Aboriginal Dreamtime and The Land
To understand Aboriginal
culture and the importance of its high regard of the land, you have to
understand to understand “The Dreamtime.” While non-aboriginals can never be
privileged to delve into the secret origins and rituals of The Dreamtime, they
can understand philosophically and spiritually that The Dreamtime is the
Aborigines’ grand story of creation and their place in it. The Dreamtime was
the beginning of knowledge, from which came the laws of existence. For survival,
these laws had to be strictly observed.
Before creation, the earth was
a flat surface and dark. Beneath its surface, unknown forms of life, ancestor
beings, were asleep. When creation began, they broke through the crust of the
earth with a tumultuous force. The sun rose out of the ground with them,
bringing light to the land for the first time.

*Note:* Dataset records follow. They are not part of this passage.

PR #3731, opened 2024-02-12
Dev: Fix PHP-DI CActiveRecord factory

kevin-foster-uk:


application/libraries/DI.php
```diff
@@ -41,34 +42,49 @@ public static function getContainer()
...
-        });
-
-        $container->set(CDbConnection::class, function () {
-            return App()->db;
-        });
+        return $builder->build();
+    }
 
-        return $container;
+    private static function getActiveRecordDefinitions()
```
twilligls, line 65: never used?

twilligls:
Tested and reviewed ok, except for the unused getActiveRecordDefinitions() function

application/libraries/DI.php
kevin-foster-uk: Turns out that the CActiveRecord DI doesn't work. The problem is that container->make() returns MyModel::model(), which is not what we want. We only want that for container->get().

Regardless, models are working correctly even without DI working as expected. Possibly at the cost of some performance due to multiple model instances being used for querying. I don't have a solution for this.

Lets consider this PR a refactor of the DI container. It doesn't solve CActiveRecord issue but its an improvement to the DI config.

PR #3732, opened 2024-02-13
Fixed issue #19399: Survey do not show translated when register

Shnoulle:
Dev: aSurveyInfo with valid language


gabrieljenik (approved):
Code structure looks OK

These supernatural beings, or
Totemic Ancestors, resembled creatures or plants and were half human. They moved
across the barren surface of the world. They traveled hunted and fought, and
changed the form of the land. In their journeys, they created the landscape –
the mountains, the rivers, the trees, waterholes, plains and sand hills. They
created the Aboriginal people, who are their descendants. They made the Ant,
Grasshopper, Emu, Eagle, Crow, Parrot, Wallaby, Kangaroo, Lizard, Snake and all
food plants.
They made the natural elements:
Water, Air, Fire. They made all the celestial bodies: the Sun, the Moon and the
Stars. Then, wearied from all their activity, the mythical creatures sank back
into the earth and returned to their state of sleep.

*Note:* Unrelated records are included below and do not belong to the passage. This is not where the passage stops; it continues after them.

PR #3734, opened 2024-02-13
MW-946: Aggregated common operations on group starts

lajosarpad:
This is a performance improvement for MW-946, the idea is to improve the speed of the `reset` method by aggregating the survey-level operations that were previously done for each group and thus performing the repetitive operations only once.

Measurements:

Before:

Language Settings took 0.010984897613525 seconds
General Settings took 0.0005490779876709 seconds
URL Params took 9.5367431640625E-7 seconds
Proxy Reset took 12.65425491333 seconds
Template Config took 0.0011730194091797 seconds
Database::actionUpdateSurveyLocaleSettings took 12.67779302597

After:

Language Settings took 0.012439012527466 seconds
General Settings took 0.00066709518432617 seconds
URL Params took 9.5367431640625E-7 seconds
Proxy Reset took 3.8038971424103 seconds
Template Config took 0.001168966293335 seconds
Database::actionUpdateSurveyLocaleSettings took 3.828782081604 seconds

### DIFF
--- a/application/helpers/expressions/em_manager_helper.php
+++ b/application/helpers/expressions/em_manager_helper.php
@@ -6758,9 +6758,10 @@ class LimeExpressionManager
      * @param boolean|null $anonymized - whether anonymized
      * @param int|null $surveyid - the surveyId
      * @param boolean|null $forceRefresh - whether to force refresh of setting variable and token mappings (should be done rarely)
+     * @param boolean|null $postponeAggregation - whether to postpone aggregation
      * @return void
      */
-    public static function StartProcessingGroup($gseq = null, $anonymized = false, $surveyid = null, $forceRefresh = false)
+    public static function StartProcessingGroup($gseq = null, $anonymized = false, $surveyid = null, $forceRefresh = false, $postponeAggregation = false)
     {
         $LEM =& LimeExpressionManager::singleton();
         $LEM->em->StartProcessingGroup(
@@ -6772,18 +6773,37 @@ class LimeExpressionManager
         if (!is_null($gseq)) {
             $LEM->currentGroupSeq = $gseq;
             if (!is_null($surveyid)) {
-                $LEM->setVariableAndTokenMappingsForExpressionManager($surveyid, $forceRefresh, $anonymized);
+                if (!$postponeAggregation) {
+                    $LEM->setVariableAndTokenMappingsForExpressionManager($surveyid, $forceRefresh, $anonymized);
+                }
                 if ($gseq > $LEM->maxGroupSeq) {
                     $LEM->maxGroupSeq = $gseq;
                 }
 
                 if (!$LEM->allOnOnePage || ($LEM->allOnOnePage && !$LEM->processedRelevance)) {
-                    $LEM->ProcessAllNeededRelevance();  // TODO - what if this is called using Survey or Data Entry format?
-                    $LEM->_CreateSubQLevelRelevanceAndValidationEqns();
+                    if (!$postponeAggregation) {
+                        $LEM->ProcessAllNeededRelevance();  // TODO - what if this is called using Survey or Data Entry format?
+                        $LEM->_CreateSubQLevelRelevanceAndValidationEqns();
+                    }
                     $LEM->processedRelevance = true;
                 }
             }
         }
+    }
+
+    /**
+     * Does the group start's common logic in an aggregated manner
+     * @param boolean|null $anonymized - whether anonymized
+     * @param int|null $surveyid - the surveyId
+     * @param boolean|null $forceRefresh - whether to force refresh of setting variable and token mappings (should be done rarely)
+     * @return void
+     */
+    public static function AggregateGroupStart($anonymized = false, $surveyid = null, $forceRefresh = false)
+    {
+        $LEM =& LimeExpressionManager::singleton();
+        $LEM->setVariableAndTokenMappingsForExpressionManager($surveyid, $forceRefresh, $anonymized);
+        $LEM->ProcessAllNeededRelevance();  // TODO - what if this is called using Survey or Data Entry format?
+        $LEM->_CreateSubQLevelRelevanceAndValidationEqns();
     }
 
     /**
--- a/application/models/services/Proxy/ProxyExpressionManager.php
+++ b/application/models/services/Proxy/ProxyExpressionManager.php
@@ -64,14 +64,12 @@ class ProxyExpressionManager
                 $aGroup['gid'],
                 $survey->anonymized != 'Y',
                 $surveyId,
-                true,
                 true
             );
         }
         LimeExpressionManager::AggregateGroupStart(
             $survey->anonymized != 'Y',
-            $surveyId,
-            true
+            $surveyId
         );
         foreach ($aGrouplist as $aGroup) {
             LimeExpressionManager::FinishProcessingGroup();
--- a/application/models/services/Proxy/ProxyExpressionManager.php
+++ b/application/models/services/Proxy/ProxyExpressionManager.php
@@ -64,13 +64,14 @@ class ProxyExpressionManager
                 $aGroup['gid'],
                 $survey->anonymized != 'Y',
                 $surveyId,
-                false,
+                true,
                 true
             );
         }
         LimeExpressionManager::AggregateGroupStart(
             $survey->anonymized != 'Y',
-            $surveyId
+            $surveyId,
+            true
         );
         foreach ($aGrouplist as $aGroup) {
             LimeExpressionManager::FinishProcessingGroup();
--- a/application/models/services/Proxy/ProxyExpressionManager.php
+++ b/application/models/services/Proxy/ProxyExpressionManager.php
@@ -64,6 +64,7 @@ class ProxyExpressionManager
                 $aGroup['gid'],
                 $survey->anonymized != 'Y',
                 $surveyId,
+                false,
                 true
             );
         }
--- a/application/models/services/Proxy/ProxyExpressionManager.php
+++ b/application/models/services/Proxy/ProxyExpressionManager.php
@@ -63,8 +63,16 @@ class ProxyExpressionManager
             LimeExpressionManager::StartProcessingGroup(
                 $aGroup['gid'],
                 $survey->anonymized != 'Y',
-                $surveyId
+                $surveyId,
+                false,
+                true
             );
+        }
+        LimeExpressionManager::AggregateGroupStart(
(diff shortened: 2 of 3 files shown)


c-schmitz:
@ptelu & @Shnoulle  Can you please review this?

Shnoulle:
ProxyExpressionManager->reset seems to replace/reset the ExpressionManager session when something is updated in Survey.

We need to be sure it was done when

- Admin add/remove/rename a question in LimeSurvey
- Admin user click on preview or survey logic file
- Somple user start with newtest=Y (or empty session)

OK with this ?

If yes 

1. why not `LimeExpressionManager::AggregateGroupStart` before [`foreach ($aGrouplist as $aGroup) {` (line](https://github.com/LimeSurvey/LimeSurvey/blob/38093981a2c05e9ec2cfe5f7e305330870eadd41/application/models/services/Proxy/ProxyExpressionManager.php#L62)  ?
2. Use `AggregateGroupStart($survey->anonymized != 'Y', $surveyId, true)` (force refresh) 


I don't find where ProxyExpressionManager->reset is call : you know here ?

lajosarpad:
> ProxyExpressionManager->reset seems to replace/reset the ExpressionManager session when something is updated in Survey.
> 
> We need to be sure it was done when
> 
> * Admin add/remove/rename a question in LimeSurvey
> * Admin user click on preview or survey logic file
> * Simple user start with newtest=Y (or empty session)
> 
> OK with this ?
> 
> If yes
> 
> 1. why not `LimeExpressionManager::AggregateGroupStart` before [`foreach ($aGrouplist as $aGroup) {` (line](https://github.com/LimeSurvey/LimeSurvey/blob/38093981a2c05e9ec2cfe5f7e305330870eadd41/application/models/services/Proxy/ProxyExpressionManager.php#L62)  ?
> 2. Use `AggregateGroupStart($survey->anonymized != 'Y', $surveyId, true)` (force refresh)
> 
> I don't find where ProxyExpressionManager->reset is call : you know here ?
> 
> (i do some test when found some times)

@Shnoulle `ProxyExpressionManager->reset` is being called at `SurveyAggregateService::update` at the section of:

```
        $this->proxyExpressionManager
            ->reset($surveyId);
```

This is being triggered for example from `Database::actionUpdateSurveyLocalSettings`.

"We need to be sure it was done when

Admin add/remove/rename a question in LimeSurvey
Admin user click on preview or survey logic file
Simple user start with newtest=Y (or empty session)
OK with this ?"

I do not have enough context to answer this question. But if we take a look at the code before the patch, we will see that:

- we have a foreach inside application/models/services/Proxy/ProxyExpressionManager.php
- which calls `LimeExpressionManager::StartProcessingGroup` for each group
- and `StartProcecssingGroup` calls the methods that are being called in `AggregateGroupStart`
- these methods in the earlier version are being called after the main group handling of `StartProcessingGroup` has been done

So, these are common costs of the groups and the idea was to avoid repetitively doing these costly operations for each groups, and, instead, to do it once. The reason why we have it after the first foreach is that it seemed to me, given the position of these methods calls inside `StartProcessingGroup` that it is more appropriate to call them after the groups have started. But I'm not sure about this and if it is more appropriate to do it before the groups are initialized, then we can move the call for `AggregateGroupStart` prior the foreach. My thinking was that maybe $fieldMap changes during the group initialization which makes it necessary to call `setVariableAndTokenMappingsForExpressionManager` but I could be wrong about this.

The reason as of why force refresh was left false was that it was left force before the patch and I presumed it's okay that way:

image

What the patch does in short:

- it makes the calls for `setVariableAndTokenMappingsForExpressionManager`, `ProcessAllNeededRelevance` and `_CreateSubQLevelRelevanceAndValidationEqns` only if we want to (this is why the new parameter of `$postponeAggregation` was created)
- we do not want to call these methods for all groups in `ProxyExpressionManager::reset`, we postpone them to make sure we call them exactly once
- and this is why `AggregateGroupStart` was implemented

The tests were successful (I tested by changing the survey settings) and a process that was taking 13-17s prior the patch is now taking ~ 4s for the same survey. So, I think the idea is good, but we need your and ptelu's take on this to make sure all the details are correct. And, if some details need improvement, we will make sure they are being handled as instructed.

Thanks for the review and the questions.

Shnoulle:
> So, these are common costs of the groups and the idea was to avoid repetitively doing these costly operations for each groups, and, instead, to do it once.

Yes : i totally understand this , and clearly : doing it for each group is an issue :)


> given the position of these methods calls inside StartProcessingGroup that it is more appropriate to call them after the groups have started. But I'm not sure about this and if it is more appropriate to do it before the groups are initialized, then we can move the call for AggregateGroupStart prior the foreach.

OK, i test the 2 position, it's seemslogical for me to «update the _VariableAndTokenMappingsForExpressionManager_ for all survey, use new _VariableAndTokenMappingsForExpressionManager_ for all group» :) 

I try to understand better what happen adding some print_r and log.

> The reason as of why force refresh was left false was that it was left false before the patch and I presumed it's okay that way:

OK, surely resetted before (set to empty session)

lajosarpad:
> OK, i test the 2 position, it's seemslogical for me to «update the VariableAndTokenMappingsForExpressionManager for all survey, use new VariableAndTokenMappingsForExpressionManager for all group» :)

Yes, the case you are making is quite plausible. If you can confirm that it is more appropriate to put the call for it before the loop, then I will make the change accordingly. As about force refresh, I have implemented the change you have suggested.

Shnoulle:
> As about force refresh, I have implemented the change you have suggested.

No ? Maybe it's not needed always ???

lajosarpad:
> > As about force refresh, I have implemented the change you have suggested.
> 
> No ? Maybe it's not needed always ???

Should I set it back to false, like it was earlier, before https://github.com/LimeSurvey/LimeSurvey/pull/3734/commits/d3c5ed50907858b4d936f2d626cc07faa2b6eab4 ?

The code before my change used false as force refresh and I preserved the same behavior. I think I misunderstood your point when I changed it to true. I can change it back to false.

Shnoulle:
> The code before my change used false as force refresh and I preserved the same behavior. I think I misunderstood your point when I changed it to true. I can change it back to false.

It's more i totally unsure on this point. Maybe it's already resetted before, if we reset a second time : we do whole StatrSurvey a second time …

Shnoulle:
Some test :  hard to find when this was used … and since when testing : it resetted by session : i think you can remove the reset in `LimeExpressionManager::StartProcessingGroup`

It must be done only one time (why not with `LimeExpressionManager::AggregateGroupStart` ;))

Else: i try to find where it's used … i try updating question, preview, logic file …
 
**I feel incompetent to give an informed opinion here.**

Another issue find in logic file : we reset the setVariableAndTokenMappingsForExpressionManager for each group : here we really need to do it once (but sureyLogicFile not used a lot)

Shnoulle (approved):
No issue when tested, but still unsure on the optimisation

lajosarpad:
> Some test : hard to find when this was used … and since when testing : it resetted by session : i think you can remove the reset in LimeExpressionManager::StartProcessingGroup

It's made optional for the time being because it is used at multiple places and I was worried that I would miss something. If we can apply the same idea, then I will remove it accordingly.

> It must be done only one time (why not with LimeExpressionManager::AggregateGroupStart ;))

Yes, that's the exact idea, so that call is being made after the loop (we can move it before the loop)

> Another issue find in logic file : we reset the setVariableAndTokenMappingsForExpressionManager for each group : here we really need to do it once (but sureyLogicFile not used a lot)

The change in this PR does it once between two loops. So we start and finish n groups, but we call this method once:

```
        foreach ($aGrouplist as $aGroup) {
            LimeExpressionManager::StartProcessingGroup(
                $aGroup['gid'],
                $survey->anonymized != 'Y',
                $surveyId,
                true
            );
        }
        LimeExpressionManager::AggregateGroupStart(
            $survey->anonymized != 'Y',
            $surveyId
        );
        foreach ($aGrouplist as $aGroup) {
            LimeExpressionManager::FinishProcessingGroup();
        }
```

So, we:

- loop the groups and start them
- execute the aggregation once
- loop the groups and finish them

Without the change:

image

and with the change:

image

Basically we do not call some methods for each group and instead we call them in an aggregate manner outside the loop. Sorry for not explaining this clearly.

You can test this by using a large-ish survey and making a change on the text elements tab

Shnoulle:
> You can test this by using a large-ish survey and making a change on the text elements tab

I test with
```
                'vardumpFile' => array(
                    'class' => 'CFileLogRoute',
                    'categories' => 'vardump', // tracevar function
                    'logFile' => 'vardump.log',
                    'enabled' => true,
                ),
```

And adding `tracevar("AggregateGroupStart")` here : https://github.com/LimeSurvey/LimeSurvey/pull/3734/files#diff-fa8d35264aa59c85d37ca2d1756472996499f06fb346865594378102f5f7abc0R6803

Don't see anything … :( 

Else , **in my opinion** best seems to 

1. execute the aggregation once (needed for all group)
2.  loop the groups and start and finish theme

I don't understand why aggregation must be between both …

But yes, now i understand why we don't need to force reset on _loop the groups and start theme_

Shnoulle:
> I tested this with large surveys which had many groups. If you test with smaller surveys, or surveys with single groups, then you might not see significant improvements.

I don't search for improvement, just try to check the reset option ;)

let me check again

Shnoulle:
> let me check again

What i have on tmp/runtime/vardump.log with https://github.com/Shnoulle/LimeSurvey-Shnoulle/tree/bug/MW-946-performance

```
2024/02/16 12:52:11 [trace] [vardump] /media/shnoulle/data/webdev/master/application/helpers/expressions/em_manager_helper.php (3284):
'Force refresh by parameter'
2024/02/16 12:52:12 [trace] [vardump] /media/shnoulle/data/webdev/master/application/helpers/expressions/em_manager_helper.php (3281):
'no update'
```

I update to master and add [tracevar](https://github.com/Shnoulle/LimeSurvey-Shnoulle/commit/351b624f26bcfe800866539efe8359e9abe5466e).

Shnoulle:
Sorry for bad PUSH … 

Else : https://github.com/Shnoulle/LimeSurvey-Shnoulle/commit/16bc58554c7225f4b6915f57bb9a625e6141ac3a and no exeption …

Shnoulle:
`   │ CDbException: CDbCommand failed to execute the SQL statement: SQLSTATE[42S02]: Base table or view not found: 1146 Table 'limesurvey.group_l10ns' doesn't exist`

Must update to master to have green CI

Shnoulle:
Else : avoid one reset by group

Sometimes their spirits turned
into rocks or trees, or a part of the landscape. These became sacred places, to
be seen only by initiated men.
Aborigines Today
Aboriginal tribes no longer
inhabit Mungo National Park. They live in small townships nearby
locally employed or living on government grants.
How to Get There:
Fly from Melbourne, Victoria or
Sydney to Mildura, Western Victoria. Drive 100 kilometers (62 miles) to the
park. You can rent a car or hire a private vehicle with a tour operator escort.
Best Experiences:
The Walls of China high dunes
of vibrant orange and white sands 30 meters (100 feet).

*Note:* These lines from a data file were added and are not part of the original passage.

PR #3736, opened 2024-02-14
Fixed issue [security] #19087: Account takeover through Import User function

Shnoulle:
Dev: check if user can update user when import

### DIFF
--- a/application/controllers/UserManagementController.php
+++ b/application/controllers/UserManagementController.php
@@ -782,12 +782,12 @@ class UserManagementController extends LSBaseController
             if ($oUser  !== null) {
                 if ($overwriteUsers) {
                     /* Check permission to edit this user */
-                    if (!$oUser->canEdit() || $aUser['uid'] == App()->user->id) {
+                    if (!$oUser->canEdit()) {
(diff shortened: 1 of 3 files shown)


application/controllers/UserManagementController.php
```diff
@@ -775,12 +775,21 @@ public function actionImportUsers(string $importFormat = 'csv'): string
...
 
             if ($oUser  !== null) {
                 if ($overwriteUsers) {
+                    /* Check permission to edit this user */
+                    if (!$oUser->canEdit() || $aUser['uid'] == App()->user->id) {
+                        Yii::app()->setFlashMessage(sprintf(gT("You don't have permission to edit user %s."), $aNewUser['users_name']), 'warning');
+                        continue;
+                    }
+                    /* Check permission to edit self */
+                    if ($aUser['uid'] == App()->user->id) {
```
gabrieljenik, line 789: Will this lines in this if statement ever be executed?
If `$aUser['uid'] == App()->user->id` the script will enter in the line above, right?

Shnoulle: Oh yes : i just want to send a different message burt don't remove the or part …

gabrieljenik (approved):
Code structure looks good

PR #3738, opened 2024-02-14
Fixed issue #18473: Survey listing : multiple call of template

Shnoulle:
Dev: avoid multiple call of TemplateConfiguration::model()->search()

### DIFF
--- a/application/models/Template.php
+++ b/application/models/Template.php
@@ -312,12 +312,8 @@ class Template extends LSActiveRecord
      */
     public static function checkIfTemplateExists($sTemplateName)
     {
-        $atemplateList = self::getTemplateList();
-        // isset is faster, and we need a value
-        if (isset($atemplateList[$sTemplateName])) {
-            return true;
-        }
-        return false;
+        // isset is faster, and we need a value, no need var here
+        return isset(self::getTemplateList()[$sTemplateName]);
     }
 
     /**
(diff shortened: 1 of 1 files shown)


Shnoulle:
Clearly need a better solution here : 

1. no need to call _search_ to have only the list of templet
2. need only the template name from DB

Shnoulle:
Ok, better fix now !

application/models/Template.php
```diff
@@ -470,23 +467,32 @@ public static function getTemplatesFileFolder($sTemplateName = "")
...
+            return $aTemplateList;
+        }
         $aTemplateList = array();
-
-        $oTemplateList = TemplateConfiguration::model()->search();
-        $oTemplateList->setPagination(false);
-
-        foreach ($oTemplateList->getData() as $oTemplate) {
-            $aTemplateList[$oTemplate->template_name] =  (self::isStandardTemplate($oTemplate->template_name)) ?  Yii::app()->getConfig("standardthemerootdir") . DIRECTORY_SEPARATOR . $oTemplate->template->folder : Yii::app()->getConfig("userthemerootdir") . DIRECTORY_SEPARATOR . $oTemplate->template->folder;
+        $aTemplateList = [];
```
lajosarpad, line 481: Why do you create this array twice?

lajosarpad (changes requested):
Overall this looks good, we have a duplicated variable initialization though and we will need to get rid of that

application/models/Template.php
Shnoulle: Error :)

lajosarpad (approved):

c-schmitz (approved):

At sunset, the view and the silence are an ultimate experience!
Star Gazing
Because Mungo Park is 100
kilometers from the nearest town, the air is pristine. The night sky is
luminous, with stars creating a breathtaking vista.
Heritage Value
While Mungo National Park preserves Aboriginal ancestral homeland, artifacts and ancient burial sites, it constitutes only about 10% of the 240,000-hectare (97,000-acre) World Heritage Site. The remainder is pastureland regrettably not governed by conservation agreements.